In long view you do nothing because DSSP will be faster. In the short view, you could possibly do "computeSS false" and live with the fact that the secondary structure assignments may be slightly off, but using the secondary structure is important for structurally aligning similar regions so you don't want to do "ssFraction false".
follow-up: 14 comment:14 by , 4 years ago
I'm also skeptical of discarding secondary structure entirely for matching of alphafold database entries. I've spent a lot of time on comparisons with known structures, and when there is some known similar structure (e.g. basically all situations where there is a query structure to match with, unless the person has generated it on their own with some other modeling) the secondary structure is in high agreement with that structure. AlphaFold modeling is not like first-principles physics-based de novo modeling... from what I've seen, it hews significantly to the existing PDB database database structures as templates.

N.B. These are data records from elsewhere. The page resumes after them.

PR #448, opened 2024-05-15
consortium-v2: add additional check in verify cascading fields

andicrypt:


consensus/consortium/v2/consortium.go
```diff
@@ -741,6 +745,8 @@ func (c *Consortium) getCheckpointValidatorsFromContract(
 					BlsPublicKey: blsPublicKey,
 					Weight:       weights[i],
 				})
+			} else {
+				log.Error("failed to get bls public key", "err", err, "candidate", candidate, "number", header.Number)
```
minh-bq, line 749: Should be log.Info
Should be "Failed"

minh-bq: Why log.Warn? There is case like in testnet, while migrating, some validators does not input their BLS key, so this leads to error in this case but there is not thing wrong with the node or contract side so I think log.Info is enough.

minh-bq (approved):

comment:15 by , 4 years ago
Summary: | single chain matching → matchmaker takes 45 seconds to align one small chain to virus capsid due to DSSP calculation |
---|
Made alphafold match command use matchmaker computeSS false to speed it up when matching large structures. The alphafold fetch and predict commands use the default computeSS true since those only match one chain. Changed both 1.3 and 1.4 builds.